* [Exercise directions]: When the string "with" is part of a line below, that line should be copied.

* [Data]:
PR #8283, opened 2023-02-09
Remove replaceShorthand and update resolveConstant to return a list

### LINKED ISSUE #8106: Remove custom UP code to support constants with multiple FHIR values
### User Story:
As a developer, I do not want duplicate code if a library has the functionality, so our code is clean.

### Description/Use Case
We had to implement a piece of custom code, so we could support having FHIR constants that resulted in multiple FHIR values. The FHIR structure library has been updated, so constants can support multiple values and hence we no longer need the custom code. Remove the custom code in favor of the code in the library.

* Need to make sure that the library supports our use case 100%

### Dev Notes:
* FhirPathCustomResolver.resolveConstant needs to support returning collections
* Need to remove the custom code that is in FHIRRouter.kt related to the FHIR short hands begin replaced in the string.  The short hands are now to be passed as constants in the app context for the FHIR Path expression evaluations.
* Need to make sure that the short hands work as expected in the FHIR Path expressions.
* Need to remove unit tests that relate to the custom code

### Acceptance Criteria
* FHIR Path Short Hand constants defined for routing filters are available for substitution in FHIR Path expressions used in the routing filters.
*  FHIR Path Short Hand constants defined for routing filters can support collections.

arnejduranovic:
This PR removes `replaceShorthand` and lets the FHIR engine do the work by ensuring the constants are passed to the appContext. It also updates `FhirPathCustomResolver.resolveConstant` to allow the return of multiple values, instead of just taking the first value.

Test Steps:
1. Run the following via postman and set the app to debug. See that `resolveConstant` returns the correct values for state (IG).
[Tests.postman_collection.txt](https://github.com/CDCgov/prime-reportstream/files/10701871/Tests.postman_collection.txt)

## Changes
- remove `replaceShorthand` function
- update `FhirPathCustomResolver.resolveConstant`

### Testing
- [x] Tested locally?
- [x] Added tests? - I determined no additional unit tests were necessary, the existing tests cover everything related to `resolveConstant`

## Linked Issues
- Fixes #8106


prime-router/src/main/kotlin/fhirengine/translation/hl7/utils/ConstantResolver.kt
```diff
@@ -130,24 +129,25 @@ class FhirPathCustomResolver : FHIRPathEngine.IEvaluationContext, Logging {
...
-                // TODO: Support multiple values with the updated function return type and remove our custom solution
-                throw SchemaException("Constant $name must resolve to one value, but had ${values.size}.")
             } else {
-                logger.trace("Evaluated FHIR Path constant $name to: ${values[0]}")
-                // Convert string constants that are whole integers to Integer type to facilitate math operations
-                if (values[0] is StringType && StringUtils.isNumeric(values[0].primitiveValue())) {
-                    IntegerType(values[0].primitiveValue())
-                } else values[0]
+                logger.trace("Evaluated FHIR Path constant $name to: $values")
+                val cleanedValues = mutableListOf<Base>()
```
arnejduranovic, line 139: If anyone has a nicer way to do this chunk of code in Kotlin let me know

PatriciaPerozoUSDS: I don't have a better way to do this but I do think its worth adding this comment `// Convert string constants that are whole integers to Integer type to facilitate math operations` back to explain why you're doing this.

PatriciaPerozoUSDS (commented):
I think it's worth adding a unit test for the case when FHIRPathUtils.evaluate actually returns multiple values. Its new functionality that should be reflected in the the unit test spec

prime-router/src/main/kotlin/fhirengine/translation/hl7/utils/ConstantResolver.kt
jimmyfagan: I think you could do something like 
```
val cleanedValues = values.map {
    if (it is StringType && ...) {
        IntegerType(it.primitiveValue()
    } else {
        it
    }
}
```
Also at that point, you probably don't need to even save it to a new val `cleanedValues`, you could just leave that expression.

prime-router/src/main/kotlin/fhirengine/translation/hl7/utils/ConstantResolver.kt
```diff
@@ -130,24 +129,25 @@ class FhirPathCustomResolver : FHIRPathEngine.IEvaluationContext, Logging {
...
+                for (value in values) {
+                    if (value is StringType && StringUtils.isNumeric(values[0].primitiveValue())) {
```
jimmyfagan, line 141: Was the intention for this to be `value` instead of `values[0]`?

jimmyfagan (commented):
Looks good, left a few comments for small ways to make this a little more readable/clean, and one thing that _might_ be a mistake with a quick fix. I think I need to read the ticket more to get a refresher on the reasoning for this, but I'll do that outside of the review.

prime-router/src/main/kotlin/fhirengine/translation/hl7/utils/ConstantResolver.kt
carlosfelix2, line 141: You need to add unit tests to test this code with multiple values both strings that can be numeric and not numeric.

prime-router/src/main/kotlin/fhirengine/translation/hl7/utils/ConstantResolver.kt
```diff
@@ -130,24 +129,25 @@ class FhirPathCustomResolver : FHIRPathEngine.IEvaluationContext, Logging {
         }
 
         // Evaluate the constant before it is used.
-        val value = if (constantValue.isNullOrBlank()) null
+        val values = if (constantValue.isNullOrBlank()) null
         else {
```
carlosfelix2, line 133: Add a unit test to test that you can actually get a collection out of this function.

carlosfelix2 (changes requested):

prime-router/src/main/kotlin/fhirengine/translation/hl7/utils/ConstantResolver.kt
arnejduranovic: There already exist unit tests that check the types:

`assertThat(result[0] is IntegerType).isTrue()`

`assertThat(result[0]).isInstanceOf(StringType::class.java)`

prime-router/src/main/kotlin/fhirengine/translation/hl7/utils/ConstantResolver.kt
arnejduranovic: To make sure I understand this request, you want to add a test that tests that a third-party library, `FHIRPathEngine`, can return multiple values, even if its signature says it returns a list? In my opinion this test would test a third party library, something I think we shouldn't be doing. I do think we should add another test, per Patricia's comment. In this test, I would mock `FhirPathUtils.evaluate` to return two items: a numeric String and a non-Numeric String and test that our method, `resolveConstant`, handles it correctly. Do you agree? Any additional thoughts?

carlosfelix2: Nope. Don't test the third party library, but you have code here that used to convert one string to a numeric value and not can do multiple. So you need some test to test that. You always assume the third party library works. Here you will need some FHIR Path that will return a collection of string that have numbers on it. Let me know if you need help there.

prime-router/src/main/kotlin/fhirengine/translation/hl7/utils/ConstantResolver.kt
arnejduranovic: Yes, this is a bug, the new unit test I just added should catch this in the future. Thanks for all the kotlin tips!

arnejduranovic: Also check this in the new unit test I wrote.

prime-router/src/main/kotlin/fhirengine/translation/hl7/utils/ConstantResolver.kt
arnejduranovic: So I just committed a new test called `test fhir path resolver multiple values`. I think that's what you're asking for but please let me know if I'm missing something.

prime-router/src/test/kotlin/fhirengine/translation/hl7/utils/ConstantResolverTests.kt
```diff
@@ -113,6 +115,29 @@ class ConstantResolverTests {
...
+    @Test
+    fun `test fhir path resolver multiple values`() {
+        val integerValue = 99
+        val stringValue = "Ninety-Nine"
+
+        mockkObject(FhirPathUtils)
+        every { FhirPathUtils.evaluate(any(), any(), any(), any()) } returns
+            listOf<Base>(StringType(stringValue), StringType(integerValue.toString()))
+
+        val constants = sortedMapOf("const1" to "'value1'") // this does not matter but context wants something
```
carlosfelix2, line 127: You could just say CustomContext()

carlosfelix2 (approved):

prime-router/src/main/kotlin/fhirengine/translation/hl7/utils/ConstantResolver.kt
jimmyfagan: Looks good in latest commit, marking this conversation resolved.

jimmyfagan (approved):

prime-router/src/test/kotlin/fhirengine/translation/hl7/utils/ConstantResolverTests.kt
arnejduranovic: I can't because I need it to get through the first part of the `resolveConstant` function, the part that calculates "constantValue". If I don't set anything, then the code we are trying to test does not run. This tells me that this function does two separate things and should be broken up to be more cohesive, but I didn't find it egregious enough to warrant a refactor/rewrite. The other tests cover the other cases and the other parts of the function. 

The code coverage report is good, tests all the lines of the class we are testing.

* [Output of the task]:
### LINKED ISSUE #8106: Remove custom UP code to support constants with multiple FHIR values
-                // TODO: Support multiple values with the updated function return type and remove our custom solution
Looks good, left a few comments for small ways to make this a little more readable/clean, and one thing that _might_ be a mistake with a quick fix. I think I need to read the ticket more to get a refresher on the reasoning for this, but I'll do that outside of the review.
carlosfelix2, line 141: You need to add unit tests to test this code with multiple values both strings that can be numeric and not numeric.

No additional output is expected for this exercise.